How can these acts of harm be repaired?


It will take more than one generation to repair the harm perpetuated by psychology and psychology-informed systems against BIPOC folks. However, there are certainly some starting points that will move repairs further along. First, release all BIPOC folks currently in jail for non-violent crimes such as drug offenses in every state (not just where marijuana is legal already). Release them with an expunged record. Second, amend any laws that prevent non-violent felons from voting. Third, enact reparations. Reparations for Black people who were born in the States could be easily offered at no increase to taxes by diverting funds from the bloated military budget. These reparations should also be applied to Indigenous people who have lost generations to residential schools and poor conditions on reservation land. Fourth, re-train all medical personnel – not just physicians – to understand that there is no physiological difference in Black, Brown, or White bodies or in how they feel pain. Pay special attention to the psychological training of OBGYNs to address the high mortality rate of Black mothers giving birth in the US. This could be easily offered for free or low cost to make it accessible if we tax churches–institutions which have often been complicit in the harm done to BIPOC communities. Fifth, offer tax credits for corporations that have at least 33% Black, Latine, and Indigenous representation on their Board and employed at levels above the title of manager. Concurrently, require new training in management classes and college courses, taught by BIPOC educators, that provide resources for eliminating bias at work. I recognize that we currently ask BIPOC folks to carry too much of the burden of educational labor on a one-on-one level for white folks, however; it would be hard to trust that any white person leading these classes was offering correct, unbiased information.
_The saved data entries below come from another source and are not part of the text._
PR #1006, opened 2024-10-11
fix!: immutable headers guards for incoming response and downstream request

### LINKED ISSUE #992: Backend response headers set issue
We had a report that this was causing duplication when using `beresp.headers.set()`.

We should ensure we either properly guard or fix this case.

guybedford:
This implements immutable headers guards for the fetch event request, and any `fetch()` responses.

With this change, trying to set a header on one of these will throw a TypeError as is correct per the fetch and service worker specs.

Resolves https://github.com/fastly/js-compute-runtime/issues/992.


guybedford:
I will wait to land this until we make the next major release.

guybedford:
This should also reintroduce the `"fetch/api/response/response-headers-guard.any.js"` WPT test.

guybedford:
This can be done as a minor since there is no functional change, so long as it rebased in a way that respects the Candidate Response phase of the Response permitting mutations (i.e. the definition of is_upstream needs to be tweaked, and the guard needs to change during the lifecycle).

dgohman-fastly:
@cfallin I've now removed you as a reviewer.

PR #1008, opened 2024-10-15
perf: use -o2 optimization for starlingmonkey

guybedford:
We're in the process of investigating performance differences on StarlingMonkey, and this is one obvious difference between js-compute-runtime and StarlingMonkey that might be worth starting with.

These five steps will be a drop in the bucket of what’s needed. Also on the list of changes is a tougher challenge: undoing the indoctrination into white supremacy culture, both overt and covert, that schools, churches, white parents, and workplaces in America perpetuate onto the white population. This is bolstered not just by existing systems of power but also by the bombardment with propaganda and conspiracy theories on mainstream media outlets and social media. This final step can only truly be completed by white people taking on the task to call in and call out their own for all levels of racism.

Note: based on concepts I learned in class with the amazing Dr. Konjit Page. as always, I modified my paper for this blog. book links are affiliate links.


References


Apology to People of Color for APA’s Role in Promoting, Perpetuating, and Failing to Challenge Racism, Racial Discrimination, and Human Hierarchy in U.S. (2021). American Psychological Association.
Guthrie, R. (2003). Even the Rat Was White: A Historical View of Psychology (Allyn & Bacon Classics Edition) (2 ed.). Pearson.
Lang, N. (2021). A Hate Group Is Reportedly Behind 2021’s Dangerous Wave of Anti-Trans Bills. https://www.them.us/story/hate-group-reportedly-behind-2021-anti-trans-bills
Nellis, A. (2021). The color of Justice: Racial and Ethnic Disparity in State Prisons. The Sentencing Project. https://www.sentencingproject.org/publications/color-of-justice-racial-and-ethnic-disparity-in-state-prisons/
Pickren, W., & Rutherford, A. (2010). A History of Modern Psychology in Context (1 ed.). Wiley.